Data excerpts:
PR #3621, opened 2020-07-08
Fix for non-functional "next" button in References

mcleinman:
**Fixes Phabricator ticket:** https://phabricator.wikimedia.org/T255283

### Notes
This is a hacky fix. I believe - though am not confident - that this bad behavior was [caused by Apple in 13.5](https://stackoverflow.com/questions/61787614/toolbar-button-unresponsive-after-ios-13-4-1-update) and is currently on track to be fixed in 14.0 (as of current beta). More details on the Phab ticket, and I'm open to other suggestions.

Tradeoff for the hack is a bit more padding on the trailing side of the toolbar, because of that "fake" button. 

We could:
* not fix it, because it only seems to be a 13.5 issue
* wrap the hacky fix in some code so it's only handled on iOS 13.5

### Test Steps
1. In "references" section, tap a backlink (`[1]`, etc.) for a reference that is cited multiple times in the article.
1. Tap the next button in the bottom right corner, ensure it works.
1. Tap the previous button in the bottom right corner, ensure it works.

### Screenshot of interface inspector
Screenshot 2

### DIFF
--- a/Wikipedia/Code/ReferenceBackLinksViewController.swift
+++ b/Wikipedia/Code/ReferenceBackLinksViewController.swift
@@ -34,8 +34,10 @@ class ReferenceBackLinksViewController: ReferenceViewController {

Task: The lines beginning with the one that holds "This is a hacky" and ending with the last line of the data above are to be reproduced exactly, and nothing else.

Solution for this exercise:
This is a hacky fix. I believe - though am not confident - that this bad behavior was [caused by Apple in 13.5](https://stackoverflow.com/questions/61787614/toolbar-button-unresponsive-after-ios-13-4-1-update) and is currently on track to be fixed in 14.0 (as of current beta). More details on the Phab ticket, and I'm open to other suggestions.

Tradeoff for the hack is a bit more padding on the trailing side of the toolbar, because of that "fake" button. 

We could:
* not fix it, because it only seems to be a 13.5 issue
* wrap the hacky fix in some code so it's only handled on iOS 13.5

### Test Steps
1. In "references" section, tap a backlink (`[1]`, etc.) for a reference that is cited multiple times in the article.
1. Tap the next button in the bottom right corner, ensure it works.
1. Tap the previous button in the bottom right corner, ensure it works.

### Screenshot of interface inspector
Screenshot 2

### DIFF
--- a/Wikipedia/Code/ReferenceBackLinksViewController.swift
+++ b/Wikipedia/Code/ReferenceBackLinksViewController.swift
@@ -34,8 +34,10 @@ class ReferenceBackLinksViewController: ReferenceViewController {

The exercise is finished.